Padmasree Warrior, U.S. CEO at NextEv

This all-around badass has a strong background in tech, having spent seven years as chief technology and strategy officer at Cisco, and over four years as CTO at Motorola. In December, Padmasree Warrior joined NextEv, a Chinese electric car company that could potentially take on Tesla and Faraday Future.


Susan Wojcicki, CEO at YouTube

Susan Wojcicki was Google’s first-ever marketing manager, having joined the company in 1998 as its 16th employee. She later became SVP of Adwords and Adsense.

Today, Wojcicki is CEO at YouTube and serves on Salesforce’s board of directors.


Gwynne Shotwell, President and COO at SpaceX

SpaceX, known for building rockets and spaceships, is undoubtedly one of the coolest companies in tech. Shotwell, who joined the company way back in 2002, is in charge of day-to-day operations at the space exploration company. Earlier this month, SpaceX successfully launched the SES-9 communications satellite into Geostationary orbit.

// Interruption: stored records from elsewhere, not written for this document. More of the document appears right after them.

PR #4136, opened 2020-08-12
Fix memory leak in ecma_op_object_get_enumerable_property_names

ossy-szeged:

### DIFF
--- a/jerry-core/ecma/operations/ecma-objects.c
+++ b/jerry-core/ecma/operations/ecma-objects.c
@@ -1934,8 +1934,10 @@ ecma_op_object_get_enumerable_property_names (ecma_object_t *obj_p, /**< routine
         return NULL;
       }
 
+      const bool is_enumerable = (prop_desc.flags & ECMA_PROP_IS_ENUMERABLE) != 0;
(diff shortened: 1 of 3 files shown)


jerry-core/ecma/operations/ecma-objects.c
```diff
@@ -1934,8 +1934,10 @@ ecma_op_object_get_enumerable_property_names (ecma_object_t *obj_p, /**< routine
         return NULL;
       }
 
+      const bool is_enumerable = (prop_desc.flags & ECMA_PROP_IS_ENUMERABLE) != 0;
+      ecma_free_property_descriptor (&prop_desc);
```
rerobika, line 1938: At this point `status` can be false which means that the requested property does not exist. In this case the property descriptor is uninitialized, therefore must not be freed.

galpeter: At the moment the descriptors are empty initialized by default.

rerobika: Indeed, just ignore my comment.

PR #4137, opened 2020-08-13
Fixing test262 built-ins json test-cases

kisbg:


kisbg:
@galpeter  Yes, you are right.

galpeter:
Why? Part of this PR is needed (bigint and stringify fixes)

PR #4140, opened 2020-08-13
Detect assignment pattern for for-in/of

zherczeg:


zherczeg:
This patch fixes nearly 400 test262 tests. Surprising for me.

tests/test262-esnext-excludelist.xml
```diff
@@ -10363,4 +9974,8 @@
   <test id="language/literals/regexp/u-unicode-esc-bounds.js"><reason></reason></test>
   <test id="language/literals/regexp/u-unicode-esc-non-hex.js"><reason></reason></test>
   <test id="language/literals/regexp/unicode-escape-nls-err.js"><reason></reason></test>
+
+  /* [...x = init] should not be allowed */
+  <test id="language/statements/for-in/dstr/array-rest-init.js"><reason></reason></test>
+  <test id="language/statements/for-of/dstr/array-rest-init.js"><reason></reason></test>
```
ossy-szeged, line 9980: Please use valid XML-style comment instead of c-style one.
Why these shouldn't be allowed? Are these tests outdated or maybe a future spec (ES11+) will allow this construction?

zherczeg: What kind of comment?
Its an engine bug, which is revelaed because another bug is fixed.

zherczeg:
Fixed the other issue so no new regressions introduced.

dbatyai (approved):
LGTM

PR #4154, opened 2020-08-18
Fix destructuring initializer bugs

rerobika:
- default value is not allowed after rest initializer
 - property calcuate object base stack index in object initializer


tests/jerry/es.next/array-pattern.js
```diff
@@ -278,6 +279,30 @@ function __createIterableObject (arr, methods) {
   assert (b === 2);
 }) ();
 
+(function () {
+  var value = { y: "42" };
+  var x = {};
+  var assignmentResult, iterationResult, iter;
+
+  iter = (function*() {
+    assignmentResult = { y: x[yield] } = value;
```
zherczeg, line 288: Please add a test for the computed case.

zherczeg (changes requested):
Good patch, please add another test for computed case.

rerobika:
Closing the PR, since these testcases have revealed some serious problems about destructuring patterns. I'll come up with some rework.

PR #4155, opened 2020-08-18
Breaking from for statement should return with empty completion

rerobika:


zherczeg:
This feature is very unclear how it works, and as far as I heard they plan to change it. I would wait a bit with this.

PR #1104, opened 2023-02-07
Only deploy site and storybook to production on changesets publish

EleanorHaproff:


.github/workflows/release.yml
```diff
@@ -35,3 +35,59 @@ jobs:
...
+        uses: actions/checkout@v3
+
+      - name: Use Node.js
+        uses: actions/setup-node@v3
+        with:
+          node-version: "16"
+          cache: "yarn"
+
+      - name: Install dependencies
+        run: yarn
```
Fercas123, line 50: Just being curious, how does the release workflow work? (i see there are 3 steps that repeat this setup - install dependencies step... given it's the same repo, how is this not redundant? does something get clear after each step?)
sorry in advance if it is a dumb question, i have no clue of workflows

joshwooding: These steps are redundant since they are in the same job.

EleanorHaproff: Oh yes good spot, will remove

joshwooding (approved):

BONUS: Laura Weidman Powers, CEO at CODE2040

CODE2040, led by Laura Weidman Powers, had a year full of partnerships and money coming in. In January, Google gave CODE2040 $775,000 in grant money and in March, Google backed a CODE2040 pilot program to support minority entrepreneurs with a one-year stipend and free office space in Chicago, Austin and Durham, N.C. Back in August, Apple partnered with the organization to offer three-month paid internships to 10 of the 80 fellows in CODE2040’s 2016 class.

Last year, CODE2040 received a $1.2 million grant from the Knight Foundation to double the size of its diversity in tech programs. Since launching its pilot program in 2012, CODE2040 has helped thousands of black and Latino students get involved in technology through its flagship CODE2040 Fellows Program.